It's a big improvement. I've always had a problem with the LR turret, which just seems too small to accomodate a crewman (or two), shells, and the breach of the gun. This version looks much more credible.

You can say the same for the hellhound really. Only problem with that one is the nozzles on some of the guns. The LR is all good.


----------



## scruff (Mar 3, 2008)

dh-dh-dh-dh-dh-dh-dh*screeee***

AWESHUM!!


----------



## El Mariachi (Jun 22, 2008)

Wow, loving the new turret. Very impressed with what they're doing with the tanks!


----------



## Vaz (Mar 19, 2008)

If this is what they've got for guard, imagine what you'll get for good armies when they're released.

*grin*


----------



## Lord Reevan (May 1, 2008)

Is this the only turret weapon pictured or are there any other things flying about? I'd like to see hpw they do am executioner


----------



## bitsandkits (Mar 18, 2008)

Lord Reevan said:


> Is this the only turret weapon pictured or are there any other things flying about? I'd like to see hpw they do am executioner


only one at the moment and its possible we were not supposed to see this yet.

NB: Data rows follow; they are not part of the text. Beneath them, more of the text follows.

PR #4662, opened 2021-05-03
Implement __serialize() on DefaultTestResultCache

derrabus:
The `Serializable` interface is being phased out as described in https://wiki.php.net/rfc/phase_out_serializable

The consequence is that PHP 8.1 will trigger a deprecation notice if a class implements `Serializable` unless it also implements the magic methods `__serialize()` and `__unserialize()`. Those have been introduced with PHP 7.4 and are meant to replace the old `Serializable` mechanism.

PHPUnit's `DefaultTestResultCache` is affected by this change. This PR proposes to implement `__serialize()` and `__unserialize()` to avoid the deprecation.

Because this changes the output of the serialization slightly, I had to adjust a couple of tests.

### DIFF
--- a/src/Runner/DefaultTestResultCache.php
+++ b/src/Runner/DefaultTestResultCache.php
@@ -93,6 +93,36 @@ final class DefaultTestResultCache implements Serializable, TestResultCache
         $this->cacheFilename = $filepath ?? $_ENV['PHPUNIT_RESULT_CACHE'] ?? self::DEFAULT_RESULT_CACHE_FILENAME;
     }
 
+    public function __serialize(): array
+    {
+        return [
+            'defects' => $this->defects,
+            'times'   => $this->times,
+        ];
+    }
+
+    public function __unserialize(array $data): void
+    {
+        if (isset($data['times'])) {
+            foreach ($data['times'] as $testName => $testTime) {
+                assert(is_string($testName));
+                assert(is_float($testTime));
+                $this->times[$testName] = $testTime;
+            }
+        }
+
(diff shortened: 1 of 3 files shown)


sebastianbergmann:
Thank you for working on this, Alexander.

However, it may not be as simple as "just" updating the tests. Is the new code able to load from a cache file created by the old code? It is is: great! If it's not, we need to adapt the loader to not crash when loading a file it does not understand and treat that situation as a cache miss.

derrabus:
> Is the new code able to load from a cache file created by the old code?

It should be. There is a test in this PR that performs an `unserialize()` with the old format.

sebastianbergmann:
> It should be. There is a test in this PR that performs an `unserialize()` with the old format.

Thank you for pointing that out, I did not have time yet to (closely) look at the proposed changes.

derrabus:
However, it does not work the other way round: PHP 7.3 won't be able to unserialize the format generated by PHP 7.4.

sebastianbergmann:
Good to know, thanks. Only goes to show that using `serialize()` was not a great choice to begin with.

sebastianbergmann:
Thank you for your contribution. I appreciate the time you invested in preparing this pull request. However, I have decided not to merge it. Instead, I have [changed](https://github.com/sebastianbergmann/phpunit/commit/3e3aecdeb1160de5500fa7715436e73689cc11a3) the implementation of `DefaultTestResultCache` to not use `serialize()` / `unserialize()` at all.

derrabus:
No worries. Your way is certainly the better solution in the long run!

PR #4668, opened 2021-05-13
Update LICENSE

exussum12:
The licence file has been changed so its not recognised by github. This puts the licence back to a more standard template


sebastianbergmann:
Thank you for your contribution. I appreciate the time you invested in preparing this pull request. However, I have decided not to merge it as I do not believe this to be necessary.

PR #4681, opened 2021-05-21
Fix: Do not use set-env

localheinz:
This pull request

- [x] stops using `set-env` to set the `COMPOSER_CACHE_DIR` environment variable

Follows #4425.

🙈 Sorry, my bad!


localheinz:

PR #4682, opened 2021-05-21
Fix: Remove condition

localheinz:
This pull request

* [x] removes a condition that does not make sense

Follows #4681.

🙊


localheinz:

PR #4683, opened 2021-05-21
Fix: Use PHP 7.3

localheinz:
This pull request

* [x] uses PHP 7.3 instead of PHP 7.2 for a job


localheinz:

PR #4687, opened 2021-05-25
update meta to properly infer type of string parameters

isfedorov:
After the fix of https://youtrack.jetbrains.com/issue/WI-60544 type() meta directive won't treat string literals contents as types anymore, prefered way is to use (map([""=>"$0"])). This PR updates meta file according to preferred way.


sebastianbergmann:
Please send this against `8.5`, I will merge it from there to `9.5` and `master`. Thanks!

PR #4695, opened 2021-06-04
Fix: Continue on error when running tests on PHP 8.1

localheinz:
This pull requests

* [x] continues on error when running tests on PHP 8.1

Hopefully we will see the Artillery very soon too not to mention hydra and manticore.

Would be nice for GW to carry on this trend and give us some other variant tanks for other races in the one box,they could start with the fire prism for the eldar, get rid of that stupid metal lump and replace with plastic and while they are at it the could chuck in night spinneret's and firestorm weapons.


----------



## neilbatte (Jan 2, 2008)

over all I think its an improvement although the front flamer looks stupid.
I dread to think how much it'll cost though tanks are already bloody expensive (without the it looks great and has extra bits factor like the greatswords)


----------



## Tim/Steve (Jan 25, 2009)

Would be nice if we had some rhino chassis variants in the same box. Whirlwind/razorback/rhino could quite easily be done in 1 box... but that wont be done since GW would lose revenue if they did.


----------



## KarlFranz40k (Jan 30, 2009)

neilbatte said:


> over all I think its an improvement although the front flamer looks stupid.
> I dread to think how much it'll cost though tanks are already bloody expensive (without the it looks great and has extra bits factor like the greatswords)

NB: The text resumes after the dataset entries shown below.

PR #4713, opened 2021-06-15
Implement --no-output

Slamdunk:
Hi, https://github.com/sebastianbergmann/phpunit/commit/916cfb94382fcb3cd2ef43713a036af2d950ca29 removed the possibility to have a custom printer, which is fine.

But in [ParaTest](https://github.com/paratestphp/paratest) we need to have no output from PHPUnit process to be able to gather erroneous outputs sent to `STDOUT` and also be able to have a clear overview of the eventual exception thrown in case it happens.

Only `--no-output` has been implemented here: no `phpunit.xml` entry added, on purpose, as I see no point for disabled the output by default by configuration.

### DIFF
--- a/tests/end-to-end/loggers/no-output.phpt
+++ b/tests/end-to-end/loggers/no-output.phpt
@@ -1,0 +1,17 @@
+--TEST--
+phpunit --teamcity ../../_files/BankAccountTest.php
+--FILE--
+<?php declare(strict_types=1);
+
+print 'placeholder' . PHP_EOL;
+
+$_SERVER['argv'][] = '--do-not-cache-result';
+$_SERVER['argv'][] = '--no-configuration';
+$_SERVER['argv'][] = '--no-output';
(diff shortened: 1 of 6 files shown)


tests/end-to-end/loggers/no-output.phpt
```diff
@@ -0,0 +1,17 @@
+--TEST--
+phpunit --teamcity ../../_files/BankAccountTest.php
+--FILE--
+<?php declare(strict_types=1);
+
+print 'placeholder' . PHP_EOL;
```
Slamdunk, line 6: `PhptTestCase` doesn't allow empty `EXPECTF`, see https://github.com/sebastianbergmann/phpunit/blob/187407c87fbe7ee1455a1ef10e46e23fbd80860f/src/Runner/PhptTestCase.php#L350-L353

sebastianbergmann:
You beat me to it, I also wanted to implement something like this.

PR #4716, opened 2021-06-22
Compare PHP versions by string first

barryvdh:
Issue:
 - MacOS has a weird PHP version by default (`7.3.24-(to be removed in future macOS)`)
 - For some reason, checking this version against itself with `>=` is `false` (https://3v4l.org/EVYsT)
 - This allows PHPUnit to run (it passes against the 7.3 check) but fails against the directory check, which results in `No tests executed!`
 - See for a more extensive read: https://bbqsoftwares.com/blog/phpunit-big-sur by @lcharette

Proposed fixes:
 - Normalize PHP version instead of PHP_VERSION constants
 - Use internal version_compare method to normalize results
 - Check if strings are equal and skip version checks in that case (this PR)

### DIFF
--- a/src/TextUI/TestSuiteMapper.php
+++ b/src/TextUI/TestSuiteMapper.php
@@ -51,7 +51,7 @@ final class TestSuiteMapper
                 $testSuiteEmpty = true;
 
                 foreach ($testSuiteConfiguration->directories() as $directory) {
-                    if (!version_compare(PHP_VERSION, $directory->phpVersion(), $directory->phpVersionOperator()->asString())) {
+                    if ($directory->phpVersion() !== PHP_VERSION && !version_compare(PHP_VERSION, $directory->phpVersion(), $directory->phpVersionOperator()->asString())) {
                         continue;
                     }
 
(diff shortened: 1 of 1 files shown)


sebastianbergmann:
I would rather `die();` on startup if `-(to be removed in future macOS)` is part of `PHP_VERSION`, to be honest.

barryvdh:
Yeah uhm I guess that's one possibility. It works otherwise just like normal PHP but it's very confusing that the phpunit runs, but can't find any tests. So an error like 'install a proper PHP version with Brew' is an alternative if you don't want any 'fixes' to work around this.

sebastianbergmann:
I fear that any workaround for this problem has the potential to create problems for developers not affected by the original problem.

While I appreciate the time you invested in preparing this pull request, I have decided not to merge it.

barryvdh:
No problem! Do you want me to submit an PR with the die() on startup, or do you prefer to add it yourself?

sebastianbergmann:
I'll do that myself, thanks.

lcharette:
> I fear that any workaround for this problem has the potential to create problems for developers not affected by the original problem.

That was my thought too. Note that once Apple actually remove PHP, "installing it with Brew" will be the only solution. So long term, might be best not to merge this and add the warning indeed.

sebastianbergmann:
See https://github.com/sebastianbergmann/phpunit/commit/2b0a4bb65811306a09d62d4c406b9d060baa8480

barryvdh:
Thanks!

likewise, it will doubtless be at least what the demolisher is now :angry:


----------



## magician847 (Jan 4, 2007)

good find! 

also, to make the rotating machine gun sound, do this: e- e- e- e- e- e- e- e- e- a million times, and that is one clip 

M


----------



## primeministersinsiter (May 31, 2009)

The cannon looks pretty static. Can it hinge?


----------



## radical_psyker (Jun 6, 2008)

Lord Reevan said:


> Is this the only turret weapon pictured or are there any other things flying about? I'd like to see hpw they do am executioner


The only other pic is the CAD of the Executioner turret from UK Games Day last year, how lucky for you! :grin:












neilbatte said:


> I dread to think how much it'll cost though tanks are already bloody expensive





KarlFranz40k said:


> likewise, it will doubtless be at least what the demolisher is now :angry:


Nope - £5 cheaper in the UK and 50c cheaper in the US if the June 1st Price Lists are anything to go by: *£30/US$49.50 *


----------



## Lord Reevan (May 1, 2008)

hehehe thanks Radical, Plus rep for you! 
I like the look of it. it seems to really suit the new turret style


----------



## Stella Cadente (Dec 25, 2006)

primeministersinsiter said:


> The cannon looks pretty static. *Can it hinge*?


I'm afraid its not a cupboard door :biggrin:


radical_psyker said:


> £5 cheaper in the UK and 50c cheaper in the US if the June 1st Price Lists are anything to go by: £30/US$49.50


£5 cheaper?, when did the original become £35 in the first place?

in that case I can't wait for it to be released on gifts for geeks so it actually becomes *close* to affordable


----------



## Abomination (Jul 6, 2008)

It is really cool looking. I approve. Tanks are always good.


----------



## Vanchet (Feb 28, 2008)

That's awesome :biggrin:


----------



## VictorLazarus (Mar 5, 2009)

I'm so getting one of those to lead a lemun russ squad; metlas or plasma cannons? Both good.

MVL.


----------